Notices of Commencement
Further complicating the situation is another provision of the Florida Construction Lien Law which governs Notices of Commencement. Specifically, Section 713.13, Florida Statutes, provides that the owner whose property is being improved is required to sign and record a Notice of Commencement with respect to the improvements. If the tenant is the party contracting for the improvements, the tenant is technically considered the “owner” since the tenant holds a leasehold interest in the property, which is recognized as a property right under Florida law. Therefore, when completing the Notice of Commencement, it is crucial to identify the tenant as the “owner” of the property being improved, explicitly state that the tenant only owns a leasehold interest, and have it signed only by the tenant.
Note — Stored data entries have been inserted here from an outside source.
PR #760, opened 2022-11-28
Adding possibility to re-run EMC calib and TPC residual extraction

chiarazampolli:
This is to have the possibility to run some calib at async stage. 
I use setenv_calib.sh in conjunction with calib-workflow.sh (in O2, PR being opened) to be allowed to use all the wrokflow-setup etc functionalities. 
I took this PR to also include the switch to attach the residual extraction, which is in the apass1_TPCcalib
@davidrohr : this touches the scripts used also in sync processing, so could you please check?
Pinging also:
@mfasDa 
@ehellbar 
@wiechula 
@catalinristea

### DIFF
--- a/DATA/common/setenv_calib.sh
+++ b/DATA/common/setenv_calib.sh
@@ -28,11 +28,16 @@ if has_detector_calib ZDC && has_processing_step ZDC_RECO; then
 else
     CAN_DO_CALIB_ZDC_TDC=0;
 fi
+# for async recalibration
+if has_detector_calib EMC && has_detector_reco EMC && $EPNSYNCMODE != 1; then CAN_DO_CALIB_EMC_ASYNC_RECALIB=1; else CAN_DO_CALIB_EMC_ASYNC_RECALIB=0; fi
 
 # additional individual settings for calibration workflows
 has_detector CTP && export CALIB_TPC_SCDCALIB_CTP_INPUT="--enable-ctp"
 
 if [[ $BEAMTYPE != "cosmic" ]] || [[ $FORCECALIBRATIONS == 1 ]] ; then
+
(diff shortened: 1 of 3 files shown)


davidrohr (approved):
Only question is whether we want to check `$EPNSYNCMODE != 1` or `$SYNCMODE != 1`. In the end, we'll run the async calib in the async reco, also not during the sync reco test on the laptop, or in the FST.

chiarazampolli:
> Only question is whether we want to check `$EPNSYNCMODE != 1` or `$SYNCMODE != 1`. In the end, we'll run the async calib in the async reco, also not during the sync reco test on the laptop, or in the FST.

Yes, indeed, much better. Committed. 
Do you think we can then merge this?

davidrohr:
fine with me. Had the CI passed before you change it? If yes we can merge it.

chiarazampolli:
Which CI? Here we are in O2DPG.

davidrohr:
yes, and there is a fullCI run for each O2DPG PR.
Though it is not reported as expected for some reason when the PR is created / changed. It only appears after some time.
@TimoWilken : why is that so actually. Could we change it to the same way it works for O2?

chiarazampolli:
Hi, 
Ok, I see. Everything was green when I changed, but let's wait that Timo answers, we can also merge tomorrow.
Thanks!
Chiara

TimoWilken:
> why is that so actually. Could we change it to the same way it works for O2?

Done. The way it's done in O2 is that the check is marked as "required"; that way, GitHub knows to expect it and it shows up as "Expected" immediately when the PR is created.

This has the side effect of forbidding a merge when the check fails, instead of just showing a warning, though each PR can still be force-merged with Admin permissions.

PR #768, opened 2022-12-02
Tpc laser aggregator

rmunzer:


DATA/production/calib/tpc-laser.sh
```diff
@@ -74,12 +75,12 @@ o2-dpl-raw-proxy $ARGS_ALL \
     --disable-mc \
     --pipeline tpc-zsEncoder:20,tpc-tracker:8 \
     $GPU_CONFIG \
-    --condition-remap file:///home/wiechula/processData/inputFilesTracking/triggeredLaser/=GLO/Config/GRPECS \
+    --condition-remap "file:///home/wiechula/processData/inputFilesTracking/triggeredLaser/=GLO/Config/GRPECS;file:///home/wiechula/processData/inputFilesTracking/triggeredLaser/=GLO/Config/GRPMagField" \
```
chiarazampolli, line 78: Why do you need this remap?

wiechula: To avoid default momentum of 0.2 in case of B=0 data. We can also solve this differently, of course. But this was the quickest solution. We would need a B-Field dependent momentum cut otherwise.

chiarazampolli: Thanks for the clarification!

chiarazampolli (approved):

PR #2326, opened 2026-04-16
Set proper settings for ITS vertexer for sim config

f3sch:
Sets now proper pp vertexer configs and removes non-existent option for Pb-Pb


shahor02 (approved):

shahor02:
couple to a change in the dpl-workflow.sh, merging

PR #2336, opened 2026-04-27
Update BTOPSIJPSITODIELECTRON.DEC to add chiC_1 and chiC_2 channels

shreyasiacharya:


shreyasiacharya:
adding new file for chiC

PR #2349, opened 2026-05-07
production.desc: add TPC CMV processing as calib collection

ehellbar:


ehellbar:
@rmunzer this is the last piece for the CMV processing. With this and https://github.com/AliceO2Group/AliceO2/pull/15370, it will automatically run on half of a calib node whenever you provide `CALIB_TPC_CMV=1` in pdp_extra_env_vars. Obviously, the workflow which runs on the FLPs should then match whatever we do on the EPNs.

PR #2355, opened 2026-05-11
TPC: add tpc-scalers workflow to standalone workflows

ehellbar:


ehellbar:
tested at P2, topology generation successful and QC plots look good. Merging.

PR #2358, opened 2026-05-19
workflow-multiplicities.sh: adjusting default ITS multiplicity cuts for PbPb

ehellbar:


ehellbar:
we set defaults twice, once here and once in https://github.com/AliceO2Group/AliceO2/blob/9ad6dd4b29fdf5749b138ac8bf4ea62c49405378/prodtests/full-system-test/dpl-workflow.sh#L179.

I changed it last year in dpl-workflow.sh, but just noticed that it is still overridden by workflow-multiplicities.sh.

PR #2370, opened 2026-06-02
AODBcRewriter: regroup tracks by collision so the -1 group stays contiguous

ktf:


ktf:
@jgrosseo @jackal1-66 @sawenzel would this make sense? I assume this is the same as sort + uniq if the two collections of BCs are one a subset of the other.

ktf:
I am actually not convinced this changes anything, actually...

ktf:
this one seems to produce a valid file...

PR #2378, opened 2026-06-10
[PWGHF] Add possibility to use EVTGEN in HF generator + config for B2Jpsi

fgrosa:
@fchinu this PR adds the config for the B->JPsi(->MuMu) + X MC using the EVTGEN decayer. Only the decays of B hadrons to charmonia are kept, and for the main ones the BR is multiplied x10 (to be discussed if we have to keep those with high mass state charmonia or not). The JPsi is forced to decay 70% of the times into MuMu and 30% of the times in EE, to evaluate residual contaminations. Can you please check the decays?

The test for the ini file has still to be added.


fchinu (approved):
Looks good to me thanks!

stefanopolitano (approved):

PR #2382, opened 2026-06-12
setenv_calib.sh: add new ErrorInfo ITS deadmap builder input to CALIBDATASPEC_BARREL_TF

ehellbar:


ehellbar:
the extra input is introduced here https://github.com/AliceO2Group/AliceO2/pull/15468, should be added to the proxies dataspec as well

PR #2393, opened 2026-06-30
Add diffraction-tuned pythia8 inel generator

ddobrigk:
This PR adds PYTHIA8 settings in which the single / double / non-diffractive components of inelastic pp events have their relative abundances tuned to match the corresponding fractions obtained previously from 7 TeV data. More details can be found in the JIRA ticket [PWDUD-65](https://its.cern.ch/jira/browse/PWGUD-65); thanks also to @romainschotter for testing this configuration prior to opening the PR and helping me fix some minor issues.

Once merged, it would be good to proceed to a full reconstruction test to calculate a revised trigger efficiency. Given the increased diffractive component, it's likely that the trigger efficiency will go down - if all goes well, it should be much closer to the one obtained in the pp 13.6 TeV vdM analysis.

### DIFF
--- a/MC/config/common/ini/tests/pythia8_inel_difftuned.C
+++ b/MC/config/common/ini/tests/pythia8_inel_difftuned.C
@@ -1,0 +1,24 @@
+int External() {
+  std::string path{"o2sim_Kine.root"};
+
+  TFile file(path.c_str(), "READ");
+  if (file.IsZombie()) {
+    std::cerr << "Cannot open ROOT file " << path << "\n";
+    return 1;
+  }
+
+  auto tree = (TTree *)file.Get("o2sim");
+  if (!tree) {
+    std::cerr << "Cannot find tree o2sim in file " << path << "\n";
+    return 1;
+  }
+  std::vector<o2::MCTrack> *tracks{};
+  tree->SetBranchAddress("MCTrack", &tracks);
+
+  auto nEvents = tree->GetEntries();
+  if (nEvents == 0) {
+    std::cerr << "No event of interest\n";
+    return 1;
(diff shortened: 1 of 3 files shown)


alcaliva (approved):

MC/config/common/ini/tests/pythia8_inel_difftuned.C
```diff
@@ -0,0 +1,24 @@
+int External() {
```
jackal1-66: Please replace `External` with `pythia8`, otherwise the test will not be fetched correctly in the CI.

jackal1-66 (changes requested):

MC/config/common/ini/tests/pythia8_inel_difftuned.C
ddobrigk: Thanks a lot for taking a look! Changed now!

MC/config/common/pythia8/generator/pythia8_inel_difftuned.cfg
```diff
@@ -0,0 +1,25 @@
...
+### decays
+ParticleDecays:limitTau0 on	
+ParticleDecays:tau0Max 10.	
+
+### adjust diffraction
+### note that PYTHIA calculates the ND sigma via a
+### 'remaining from total' formula: no need to put
+### that in by hand
+
+SigmaTot:mode 0
```
jackal1-66: This is probably `SigmaTotal`

jackal1-66 (changes requested):

jackal1-66 (approved):

PR #2398, opened 2026-07-02
Add triggerLc function call to makeStarlightConfig.py

Rrantu:
Added **if 'Lc' in args.process** in makeStarlightConfig.py


Rrantu:
+async-label async-2023-PbPb-apass5

mbroz84 (approved):

PR #2409, opened 2026-07-15
Disable CTP lumi in TPC reco if not active

jackal1-66:
Just a possible easy solution to the issue reported in O2-7050, however more work is probably required.


sawenzel (approved):
I think this should do it according to the full-system-test setup.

To ensure clarity, the Notice of Commencement form contains a separate block to identify the name of the fee simple owner. This step ensures that persons working at the premises are aware of the identity of both the tenant (against whom they can claim liens) and the landlord (against whom they cannot claim liens if the landlord has taken the precautions described in this article). It is not uncommon for Notices of Commencement to be prepared by the tenant’s contractor or the landlord’s property manager.
Sometimes, errors can arise when the person preparing the Notice of Commencement incorrectly identifies the landlord and not the tenant as the “owner” of the property being improved. This error, if signed by the landlord and recorded, can result in lien claims being filed again the landlord by the tenant’s contractor or subcontractors, despite the precautions set forth above. It is therefore recommended that the landlord incorporate into its lease form a requirement that the tenant submit any Notice of Commencement to the landlord for approval before it is recorded. Additionally, the landlord or its property manager should implement a monitoring system to ensure that this is addressed whenever a tenant is known to be undertaking work with respect to its premises.
It should be noted that Section 713.10, Florida Statutes, requires a tenant to notify its contractor if the tenant’s lease precludes the contractor from claiming liens against the landlord’s interest. If the tenant does not do so, the statute provides that the contractor can void the contract it has with the tenant.
A landlord should not expect that all of its tenants will notify their contractors. It is probably worthwhile for a landlord to include that requirement in its leases, and to take affirmative steps to ensure that such a notice is given to the tenant’s contractor when the landlord is aware that a tenant will be doing work in its premises.
Requests for Lease Provision
Finally, Section 713.10 provides a mechanism for a tenant’s contractor to ask the landlord for a copy of the tenant’s lease provision that precludes the contractor from filing liens against the landlord’s interest. If the landlord does not respond to that request within 30 days, any liens filed by the contractor will encumber the landlord’s interest unless the contractor had actual notice that this was not allowed. It is therefore important for landlords to promptly respond to such requests from contractors.
Given the legal intricacies involved in protecting your property from the risk of liens by contractors hired by your tenants, seeking legal counsel is strongly recommended to take proactive measures to secure your interests under Florida law.